= Trans Forcados pipeline =

Pipe Line in Nigeria

Trans Forcados pipeline (also referred to as Trans-Forcados pipeline, Trans Forcados oil pipeline) is a major oil pipeline in Nigeria's Niger Delta. The 48-inch, underwater pipeline spans across 87-kilometres and has a capacity of over 200,000 to 240,000 barrels of oil per day. It transports oil, water and associated gas from fields in the western delta to the Forcados oil terminal. It is operated by Shell Petroleum Development Company of Nigeria Limited (SPDC) and belongs to the Nigerian Petroleum Development Company (NPDC), a subsidiary of the Nigerian National Petroleum Corporation (NNPC).

== Incidents ==
In January 2015, Trans Forcados pipeline was vandalised at Oteghele axis in Bayelsa State and caused a crude oil spill in the area.
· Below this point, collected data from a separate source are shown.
PR #2058, opened 2024-06-10
Use same vector-index options struct as vectorsearch repo

snej:
- Copied mobile-vector-search's `VectorIndexSpec` cc/hh files into LiteCore -- these define the struct `vectorsearch::IndexSpec`.
- Replaced IndexSpec::VectorOptions with `vectorsearch::IndexSpec`.
- This made it easy to improve `SQLiteKeyStore::getIndex()` to populate _all_ the fields of the spec's vectorOptions.

### DIFF
--- a/C/include/c4Index.h
+++ b/C/include/c4Index.h
@@ -16,110 +16,119 @@
 C4_ASSUME_NONNULL_BEGIN
 C4API_BEGIN_DECLS
 
-/** \defgroup Indexing  Database Indexes
+//======== C4Collection Methods:
+
+/** \defgroup Indexing  Indexes
      @{ */
 
+/** Creates a collection index, of the values of specific expressions across all documents.
+    The name is used to identify the index for later updating or deletion; if an index with the
+    same name already exists, it will be replaced unless it has the exact same expressions.
 
-/** Creates a database index, of the values of specific expressions across all documents.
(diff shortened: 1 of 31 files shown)


snej:
The macOS job failed due to the test "Multiple Collections Incremental Revisions" timing out. Restarted it.

C/include/c4Index.h
```diff
@@ -183,6 +194,21 @@ CBL_CORE_API bool c4indexupdater_finish(C4IndexUpdater* updater, C4Error* outErr
 
 #endif
 
+
+#ifndef C4_STRICT_COLLECTION_API
+//======== SEMI-DEPRECATED DATABASE METHODS:
+NODISCARD CBL_CORE_API bool c4db_createIndex(C4Database* database, C4String name, C4String indexSpecJSON,
```
borrrden, line 200: .NET, at least, doesn't use these anymore so it might be time to actually deprecate, or remove these functions (c4coll_isIndexTrained can wait a bit maybe but since it was JUST introduced it should only be present in a few places).

pasin (approved):

C/include/c4Index.h
snej: Sounds good -- could you file an issue?

PR #2065, opened 2024-06-12
CBL-5843: Crash when call finish() on the IndexUpdater that is alread…

jianminzhao:
…y finished

We throw NotOpen/"The updater may have already been finished," in this case.


jianminzhao:
Redo it because the test case is already in another PR, #2064

PR #2068, opened 2024-06-14
CBL-5843: Crash when call finish() on the IndexUpdater that is alread…

jianminzhao:
…y finished

We throw error at the second call of finish().


jianminzhao:
The test case is already written in PR#2064 for (CBL 5754)

pasin (approved):
Look good to me.

PR #2069, opened 2024-06-14
Merged blaugold's WASM branch, plus fixes

snej:
Cherry-picked @blaugold 's branch that adds WASM support via emscripten.
Made some changes to get it to build again.
This depends on the emscripten support in Fleece, currently https://github.com/couchbase/fleece/pull/232

- C4Tests passes, although the threading test is painfully slow (takes at least 10 minutes to run!)
- CppTests has 3 failures.

I chose to disable all of the socket and listener code -- BuiltInWebSocket, etc. It doesn't make sense to have code that uses custom TCP sockets in a library targeted at web browsers. Instead the hypothetical JS platform code would use the C4Socket API to bridge to the JS WebSocket class, the same way the other (non-C) platforms do.


snej:
FYI, in a `Release` build the size of C4Tests.wasm is 4MB, and CppTests.wasm is 6.2MB.

(In a `RelWithDebSym` build they're 10x larger (!), which I assume is all the debug symbols in the binary.)

For comparison, in a Mac build C4Tests is 4.7MB, or about 2.3MB per architecture; CppTests is 21MB, or about 10.5MB per architecture [which is surprisingly big...]

snej:
To make the WASM smaller I
- Built with `Release` instead of `RelWithDebInfo`
- Enabled LTO
- Forced `-Os` since the `MinSizeRel` build type doesn't seem to do anything with Emscripten

This reduced C4Tests to 3.1MB (1.1MB gzipped), and CppTests to 5.2MB (1.7MB gzipped). Nice!

PR #2071, opened 2024-06-17
CBL-5865: c4indexupdater all calls, except finish(), crash after fini…

jianminzhao:
…sh()

### DIFF
--- a/C/c4Index.cc
+++ b/C/c4Index.cc
@@ -67,7 +67,7 @@ C4IndexUpdater::~C4IndexUpdater() = default;
 
 size_t C4IndexUpdater::count() const {
     if ( hasFinished() ) {
-        WarnError("C4IndexUpdater::count() called on finished updater.");
+        Warn("C4IndexUpdater::count() called on finished updater.");
         return 0;
     }
     return _update->count();
@@ -75,21 +75,24 @@ size_t C4IndexUpdater::count() const {
 
 FLValue C4IndexUpdater::valueAt(size_t i) const {
     if ( hasFinished() ) {
-        litecore::error::_throw(litecore::error::NotOpen, "C4IndexUpdater::valueAt() called on finished updater.");
+        Warn("C4IndexUpdater::valueAt() called on finished updater.");
+        return FLValue{};
     }
     return _update->valueAt(i);
 }
 
 void C4IndexUpdater::setVectorAt(size_t i, const float* vector, size_t dimension) {
     if ( hasFinished() ) {
-        litecore::error::_throw(litecore::error::NotOpen, "C4IndexUpdater::setVectorAt() called on finished updater.");
+        Warn("C4IndexUpdater::setVectorAt() called on finished updater.");
+        return;
     }
     _update->setVectorAt(i, vector, dimension);
 }
 
 void C4IndexUpdater::skipVectorAt(size_t i) {
     if ( hasFinished() ) {
-        litecore::error::_throw(litecore::error::NotOpen, "C4IndexUpdater::SkipVectorAt() called on finished updater.");
+        Warn("C4IndexUpdater::SkipVectorAt() called on finished updater.");
+        return;
     }
     return _update->skipVectorAt(i);
 }
--- a/C/c4Index.cc
+++ b/C/c4Index.cc
@@ -65,20 +65,39 @@ C4IndexUpdater::C4IndexUpdater(Retained<litecore::LazyIndexUpdate> u, C4Collecti
 
 C4IndexUpdater::~C4IndexUpdater() = default;
 
-size_t C4IndexUpdater::count() const { return _update->count(); }
+size_t C4IndexUpdater::count() const {
+    if ( hasFinished() ) {
+        WarnError("C4IndexUpdater::count() called on finished updater.");
+        return 0;
+    }
+    return _update->count();
+}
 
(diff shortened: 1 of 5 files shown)


C/c4Index.cc
```diff
@@ -65,20 +65,39 @@ C4IndexUpdater::C4IndexUpdater(Retained<litecore::LazyIndexUpdate> u, C4Collecti
...
+FLValue C4IndexUpdater::valueAt(size_t i) const {
+    if ( hasFinished() ) {
+        litecore::error::_throw(litecore::error::NotOpen, "C4IndexUpdater::valueAt() called on finished updater.");
+    }
+    return _update->valueAt(i);
+}
 
 void C4IndexUpdater::setVectorAt(size_t i, const float* vector, size_t dimension) {
+    if ( hasFinished() ) {
+        litecore::error::_throw(litecore::error::NotOpen, "C4IndexUpdater::setVectorAt() called on finished updater.");
```
borrrden, line 85: There is not much need to throw an exception here.  Just log and return.  An exception provides no value and wastes cycles with try / catch.

C/c4Index.cc
```diff
@@ -65,20 +65,39 @@ C4IndexUpdater::C4IndexUpdater(Retained<litecore::LazyIndexUpdate> u, C4Collecti
...
+    }
     _update->setVectorAt(i, vector, dimension);
 }
 
-void C4IndexUpdater::skipVectorAt(size_t i) { return _update->skipVectorAt(i); }
+void C4IndexUpdater::skipVectorAt(size_t i) {
+    if ( hasFinished() ) {
+        litecore::error::_throw(litecore::error::NotOpen, "C4IndexUpdater::SkipVectorAt() called on finished updater.");
```
borrrden, line 92: There is not much need to throw an exception here. Just log and return. An exception provides no value and wastes cycles with try / catch.

borrrden (changes requested):

C/c4Index.cc
jianminzhao: This is actually sneaky. 
```
bool c4indexupdater_skipVectorAt(C4IndexUpdater* update, size_t i) noexcept {
    return tryCatch(nullptr, [&] { update->skipVectorAt(i); });
}
```
It relies on tryCatch to return boolean.

C/c4Index.cc
jianminzhao: same answer as above

C/c4Index.cc
borrrden: This makes this API inconsistent with skipVector....as this will return an error while skipVector will not.  I don't mind these calls succeeding as no-ops in this case since the eventual call to finish will alert the user to their mistake.

C/c4Index.cc
borrrden: I didn't notice this returned a boolean but it is now a sort of useless one since the problem is not actually known anymore

pasin: I have discussed with @borrrden before but we have thought that the behavior will be as follows from CBL API if the updater is finished:

count() : Return zero
valueAt() : Return null
setVector : No ops
skipVector : No ops
finish() : Throws CouchbaseLiteException with NotOpen error to indicate the mistake.

pasin: As we do treat this an error (error also means an error needs to be returned), can we return true for no-ops?

borrrden: Yes, I don't think there is any issue with just returning and letting the method return true for this case.  So back to my original recommendation.

borrrden (changes requested):
So the comment thread above about doing no-ops.

C/c4Index.cc
```diff
@@ -67,29 +67,32 @@ C4IndexUpdater::~C4IndexUpdater() = default;
...
         return 0;
     }
     return _update->count();
 }
 
 FLValue C4IndexUpdater::valueAt(size_t i) const {
     if ( hasFinished() ) {
-        litecore::error::_throw(litecore::error::NotOpen, "C4IndexUpdater::valueAt() called on finished updater.");
+        Warn("C4IndexUpdater::valueAt() called on finished updater.");
+        return FLValue{};
```
pasin, line 154: I don't know if this the same as null or not but there `kFLNullValue`.

pasin (approved):

C/c4Index.cc
jianminzhao: Here, FLValue is a pointer type. FLValue{} == nullptr

pasin (approved):

LiteCore/tests/VectorQueryTest.cc
```diff
@@ -659,7 +659,9 @@ TEST_CASE_METHOD(SIFTVectorQueryTest, "Index isTrained API", "[Query][.VectorSea
     enc.writeKey("target");
     enc.writeData(slice(kTargetVector, sizeof(kTargetVector)));
     enc.endDictionary();
-    Query::Options            options(enc.finish());
+    Query::Options options(enc.finish());
+    if ( !expectedTrained )
+        expectedWarningsLogged = 1;  //DB WARNING SQLite warning: vectorsearch: Untrained index; queries may be slow
```
borrrden, line 664: I have a PR in which I remove this because it is no longer useful

borrrden (approved):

In February 2016, Trans Forcados was shut down after it was bombed by the Niger Delta Avengers. It was first attack on a Nigerian subsea pipeline. After repairs were carried out, a militant attack affected its loading program in October 2016. In July 2017, BusinessDay reported that the pipeline was being shut down for the third time in one month.

In May 2018, Trans Forcados shut down for repairs of a minor leak. The Management of the Nigerian National Petroleum Corporation disclosed that more than $32 million was spent this year on repairs to the pipeline in 2018.

On May 19, 2019, a fire incident was reported at the crude oil spill site along the Trans Forcados pipeline in Yeye community. The fire raged till May 21, 2019. Operations were resumed on May 24, 2019.